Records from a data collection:
_ _ _ _ _

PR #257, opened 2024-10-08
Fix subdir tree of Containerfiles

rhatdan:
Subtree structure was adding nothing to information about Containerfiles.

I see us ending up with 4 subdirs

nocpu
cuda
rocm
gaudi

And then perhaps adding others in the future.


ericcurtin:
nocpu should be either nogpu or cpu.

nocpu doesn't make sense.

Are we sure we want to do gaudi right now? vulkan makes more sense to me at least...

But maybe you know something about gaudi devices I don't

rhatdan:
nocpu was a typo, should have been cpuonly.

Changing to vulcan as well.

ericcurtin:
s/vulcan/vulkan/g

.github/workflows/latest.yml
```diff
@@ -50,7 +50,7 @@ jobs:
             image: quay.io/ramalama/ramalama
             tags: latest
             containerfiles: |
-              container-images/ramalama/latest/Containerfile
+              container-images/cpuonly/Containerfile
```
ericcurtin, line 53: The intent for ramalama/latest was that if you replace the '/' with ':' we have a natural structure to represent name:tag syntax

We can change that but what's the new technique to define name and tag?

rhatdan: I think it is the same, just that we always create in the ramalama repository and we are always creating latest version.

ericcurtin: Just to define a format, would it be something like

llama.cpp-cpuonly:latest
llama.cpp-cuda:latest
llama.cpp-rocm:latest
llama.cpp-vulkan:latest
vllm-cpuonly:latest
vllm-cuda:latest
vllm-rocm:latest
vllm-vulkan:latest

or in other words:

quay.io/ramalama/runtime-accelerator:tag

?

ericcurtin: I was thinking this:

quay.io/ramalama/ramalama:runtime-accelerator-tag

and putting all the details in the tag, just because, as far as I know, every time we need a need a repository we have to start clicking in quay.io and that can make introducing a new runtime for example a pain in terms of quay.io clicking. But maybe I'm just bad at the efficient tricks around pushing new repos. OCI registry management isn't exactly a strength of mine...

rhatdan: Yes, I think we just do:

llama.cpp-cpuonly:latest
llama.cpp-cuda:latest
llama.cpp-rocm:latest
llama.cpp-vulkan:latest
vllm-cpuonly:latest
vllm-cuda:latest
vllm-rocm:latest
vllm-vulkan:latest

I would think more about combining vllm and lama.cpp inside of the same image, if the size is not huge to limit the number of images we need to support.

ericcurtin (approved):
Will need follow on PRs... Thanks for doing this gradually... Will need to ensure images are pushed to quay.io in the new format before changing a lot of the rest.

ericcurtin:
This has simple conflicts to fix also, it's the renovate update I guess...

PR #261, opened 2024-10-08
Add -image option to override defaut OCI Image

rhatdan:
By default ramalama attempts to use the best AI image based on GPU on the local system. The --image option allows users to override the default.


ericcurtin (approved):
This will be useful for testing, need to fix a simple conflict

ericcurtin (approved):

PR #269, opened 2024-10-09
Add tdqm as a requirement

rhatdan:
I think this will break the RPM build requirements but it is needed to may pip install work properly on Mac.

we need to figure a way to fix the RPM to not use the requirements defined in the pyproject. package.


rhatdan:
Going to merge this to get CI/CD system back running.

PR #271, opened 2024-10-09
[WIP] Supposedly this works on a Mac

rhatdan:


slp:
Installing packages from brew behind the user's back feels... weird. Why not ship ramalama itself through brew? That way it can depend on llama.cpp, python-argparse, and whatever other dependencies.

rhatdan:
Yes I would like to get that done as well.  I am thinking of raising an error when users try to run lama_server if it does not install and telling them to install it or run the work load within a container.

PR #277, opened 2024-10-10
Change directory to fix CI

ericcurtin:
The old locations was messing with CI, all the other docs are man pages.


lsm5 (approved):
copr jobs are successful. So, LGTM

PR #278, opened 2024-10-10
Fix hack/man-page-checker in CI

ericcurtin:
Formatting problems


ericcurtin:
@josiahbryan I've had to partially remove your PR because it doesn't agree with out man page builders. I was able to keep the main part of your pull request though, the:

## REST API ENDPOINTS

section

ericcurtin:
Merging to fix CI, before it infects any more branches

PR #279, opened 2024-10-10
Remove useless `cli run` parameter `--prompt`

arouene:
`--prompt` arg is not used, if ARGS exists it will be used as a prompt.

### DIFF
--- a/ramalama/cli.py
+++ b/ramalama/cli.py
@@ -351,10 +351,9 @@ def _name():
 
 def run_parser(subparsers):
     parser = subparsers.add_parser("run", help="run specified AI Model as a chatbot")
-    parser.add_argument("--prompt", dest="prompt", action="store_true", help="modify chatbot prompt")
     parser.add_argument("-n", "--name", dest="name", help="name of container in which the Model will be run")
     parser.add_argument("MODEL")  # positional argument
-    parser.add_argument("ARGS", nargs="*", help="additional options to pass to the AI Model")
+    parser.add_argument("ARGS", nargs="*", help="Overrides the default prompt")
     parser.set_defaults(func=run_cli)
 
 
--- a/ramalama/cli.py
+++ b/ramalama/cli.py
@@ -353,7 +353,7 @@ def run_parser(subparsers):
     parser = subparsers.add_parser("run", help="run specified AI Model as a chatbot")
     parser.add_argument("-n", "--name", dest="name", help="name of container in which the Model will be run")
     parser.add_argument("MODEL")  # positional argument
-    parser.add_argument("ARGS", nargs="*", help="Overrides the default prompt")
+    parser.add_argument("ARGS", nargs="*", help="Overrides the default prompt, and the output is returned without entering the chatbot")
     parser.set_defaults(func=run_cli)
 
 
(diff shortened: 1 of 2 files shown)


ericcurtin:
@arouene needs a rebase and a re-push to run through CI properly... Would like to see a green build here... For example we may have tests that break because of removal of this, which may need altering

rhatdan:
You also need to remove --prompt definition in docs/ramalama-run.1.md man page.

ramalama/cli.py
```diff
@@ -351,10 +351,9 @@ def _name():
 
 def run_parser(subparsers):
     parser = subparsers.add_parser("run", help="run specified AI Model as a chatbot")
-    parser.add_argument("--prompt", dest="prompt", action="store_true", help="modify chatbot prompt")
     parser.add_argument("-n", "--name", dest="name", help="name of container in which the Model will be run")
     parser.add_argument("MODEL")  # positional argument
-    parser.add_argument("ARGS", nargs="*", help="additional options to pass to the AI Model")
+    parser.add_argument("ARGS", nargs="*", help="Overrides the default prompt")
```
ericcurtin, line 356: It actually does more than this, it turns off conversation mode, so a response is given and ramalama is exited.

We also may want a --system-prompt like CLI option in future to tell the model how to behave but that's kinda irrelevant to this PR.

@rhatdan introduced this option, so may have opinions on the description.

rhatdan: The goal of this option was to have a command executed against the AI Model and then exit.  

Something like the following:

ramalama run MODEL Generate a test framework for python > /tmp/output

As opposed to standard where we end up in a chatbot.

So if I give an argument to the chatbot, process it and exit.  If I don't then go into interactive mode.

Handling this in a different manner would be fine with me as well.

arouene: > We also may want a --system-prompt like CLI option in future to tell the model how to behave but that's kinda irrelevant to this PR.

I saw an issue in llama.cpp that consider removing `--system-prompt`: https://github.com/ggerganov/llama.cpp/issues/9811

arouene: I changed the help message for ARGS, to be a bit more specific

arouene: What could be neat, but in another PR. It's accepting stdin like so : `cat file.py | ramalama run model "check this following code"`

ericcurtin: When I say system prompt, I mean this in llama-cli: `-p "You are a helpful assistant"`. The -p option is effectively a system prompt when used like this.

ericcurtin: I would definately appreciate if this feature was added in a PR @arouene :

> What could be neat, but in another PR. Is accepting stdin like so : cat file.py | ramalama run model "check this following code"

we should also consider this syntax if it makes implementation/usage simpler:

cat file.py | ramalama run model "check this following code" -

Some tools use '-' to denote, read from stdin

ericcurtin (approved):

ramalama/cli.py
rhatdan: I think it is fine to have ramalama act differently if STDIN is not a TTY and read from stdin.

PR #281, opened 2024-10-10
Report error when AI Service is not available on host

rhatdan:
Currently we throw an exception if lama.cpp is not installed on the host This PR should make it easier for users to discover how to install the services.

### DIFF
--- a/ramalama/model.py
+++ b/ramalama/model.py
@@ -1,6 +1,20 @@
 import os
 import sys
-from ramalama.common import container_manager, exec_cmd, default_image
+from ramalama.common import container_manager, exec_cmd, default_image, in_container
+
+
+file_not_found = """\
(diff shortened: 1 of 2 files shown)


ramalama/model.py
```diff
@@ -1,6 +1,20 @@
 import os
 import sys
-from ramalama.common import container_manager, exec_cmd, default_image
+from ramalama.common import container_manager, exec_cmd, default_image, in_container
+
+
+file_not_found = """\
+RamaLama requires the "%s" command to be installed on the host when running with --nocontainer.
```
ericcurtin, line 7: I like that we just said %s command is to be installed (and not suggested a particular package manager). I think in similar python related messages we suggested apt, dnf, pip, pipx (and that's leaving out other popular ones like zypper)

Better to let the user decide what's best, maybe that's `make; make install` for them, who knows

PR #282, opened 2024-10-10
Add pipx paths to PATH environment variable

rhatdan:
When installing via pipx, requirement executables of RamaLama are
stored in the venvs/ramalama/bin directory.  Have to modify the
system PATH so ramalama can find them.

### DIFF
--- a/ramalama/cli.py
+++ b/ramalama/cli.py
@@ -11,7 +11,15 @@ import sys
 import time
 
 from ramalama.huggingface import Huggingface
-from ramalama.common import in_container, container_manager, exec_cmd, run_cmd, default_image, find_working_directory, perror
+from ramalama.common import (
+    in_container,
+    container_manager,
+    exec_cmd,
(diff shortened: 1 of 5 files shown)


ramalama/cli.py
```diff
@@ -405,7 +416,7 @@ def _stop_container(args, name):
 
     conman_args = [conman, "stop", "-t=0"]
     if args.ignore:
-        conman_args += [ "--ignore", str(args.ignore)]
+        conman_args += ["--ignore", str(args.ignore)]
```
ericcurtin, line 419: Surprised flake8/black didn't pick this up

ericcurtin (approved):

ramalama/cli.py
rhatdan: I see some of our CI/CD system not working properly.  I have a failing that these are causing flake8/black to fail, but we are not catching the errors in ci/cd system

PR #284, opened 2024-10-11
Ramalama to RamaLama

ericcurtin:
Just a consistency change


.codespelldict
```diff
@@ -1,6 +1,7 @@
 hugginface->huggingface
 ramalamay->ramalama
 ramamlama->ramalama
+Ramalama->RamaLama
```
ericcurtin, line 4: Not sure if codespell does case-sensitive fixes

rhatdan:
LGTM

_ _ _ _ _

About this task
What you return should consist solely of the lines from the one containing "PR #284, opened 2024-10-11" through the end of the entries above, reproduced exactly.

Reply to the exercise
PR #284, opened 2024-10-11
Ramalama to RamaLama

ericcurtin:
Just a consistency change


.codespelldict
```diff
@@ -1,6 +1,7 @@
 hugginface->huggingface
 ramalamay->ramalama
 ramamlama->ramalama
+Ramalama->RamaLama
```
ericcurtin, line 4: Not sure if codespell does case-sensitive fixes

rhatdan:
LGTM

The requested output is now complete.